*Exercise inputs:*
==*==

Issue #207, opened 2020-06-16
Topics / services without world name


chapulina:
A lot of `ign-gazebo`'s transport API includes the world name, for example, for the `diff_drive` world:

```
$ ign gazebo diff_drive.sdf & 
$ ign topic -l
/clock
/gazebo/resource_paths
/model/vehicle_blue/odometry
/model/vehicle_green/odometry
/stats
/world/diff_drive/clock
/world/diff_drive/dynamic_pose/info
/world/diff_drive/pose/info
/world/diff_drive/scene/deletion
/world/diff_drive/scene/info
/world/diff_drive/state
/world/diff_drive/stats
```

It was initially done this way because we want to eventually support running multiple worlds in parallel. But from the user's point of view, who is using a single world most of the time, this just makes the topics inconvenient to work with. For example, it makes GUI configs less portable because they need topics with world names hardcoded in them.

See relevant discussion on the [pull request](https://osrf-migration.github.io/ignition-gh-pages/#!/ignitionrobotics/ign-gazebo/pull-requests/367/page/1#comment-107384060) that added a `/clock` topic.

## Possible solutions

* Remove the world name from all topics
* Use world-agnostic topics when there's a single world, but namespace them when there are multiple worlds
* Have a [global namespace](https://github.com/osrf/gazebo/blob/cce342310bce53559d7da6ed1456899e42ad27cf/gazebo/transport/Node.cc#L105-L132) like like Gazebo-classic's "~" - this could be just the first namespace provided, for example, by the `/gazebo/worlds` service.

chapulina:
This task is important to allow us to remove all GUI plugins from the world SDF files and still have good usability. And this is important for reusing SDF files across Gazebo-classic and Ignition.

chapulina:
> it makes GUI configs less portable because they need topics with world names hardcoded in them.

#278 resolves the GUI issue

PR #278, opened 2020-08-08
Customizable layouts - fully functional

chapulina:
Related to #207

Since [this PR](https://osrf-migration.github.io/ignition-gh-pages/#!/ignitionrobotics/ign-gazebo/pull-requests/451/page/1) we've been able to load GUI configs from the command line with `--gui-config` and default to `~/.ignition/gazebo/gui.config` when no `<gui>` was specified on SDF.

But because of issue #207, we couldn't really reuse configuration files across worlds that have different names. Which meant that the 2 features above couldn't really be used.

This PR, together with https://github.com/ignitionrobotics/ign-gui/pull/104, allow us to remove custom topics and services from SDF files. This means we can rely on the default `gui.config` all the time!

More advantages:

* This lowers the bar for using Gazebo-classic SDF worlds with Ignition, because it's one less thing for them to set.
* 3,069 deleted lines!

See the new tutorial for more info.

:warning: **Delete your existing default file to see the effects of this PR: `rm ~/.ignition/gazebo/gui.config`**

---

:point_down: that's what loading `ign gazebo shapes.sdf` looks like now.

shapes_default

## Fix

The fix is based on setting the `worldNames` on the `MainWindow` so that any plugin can find them. This means that even pure `ign-gui` plugins like `WorldControl` and `WorldStats` can access world names if they want.

This is not a solution to #207, but it makes it easier to write GUI plugins that will work with whatever world is currently loaded.

## New layout

I tweaked a bit the default `gui.config` file so it includes more plugins. I used a gray background for shapes and transform control because it needs to look ok on both light and dark themes.

## Deleted lines

I went over all SDF files and:

* Deleted the `<topic>`s and `<service>` from `WorldControl` and `WorldStats`
* If the world was using the default camera pose `-6 0 6 0 0.5 0` and wasn't loading any plugin that's not on `gui.config`, I deleted the entire `<gui>` block so the default is used.
* For a couple of worlds, like `rolling_shapes`, I moved things so that they work well with the default camera angle.


chapulina:
> reflect that another reason for removing this file might be to receive the updated version of the default configuration.

Thanks, @caguero . Updated the tutorial in 2cd4b10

==*==

*Goal of the exercise:* From the entries above, copy out every line where the string "loading" appears.

*Expected answer:*
:point_down: that's what loading `ign gazebo shapes.sdf` looks like now.
* If the world was using the default camera pose `-6 0 6 0 0.5 0` and wasn't loading any plugin that's not on `gui.config`, I deleted the entire `<gui>` block so the default is used.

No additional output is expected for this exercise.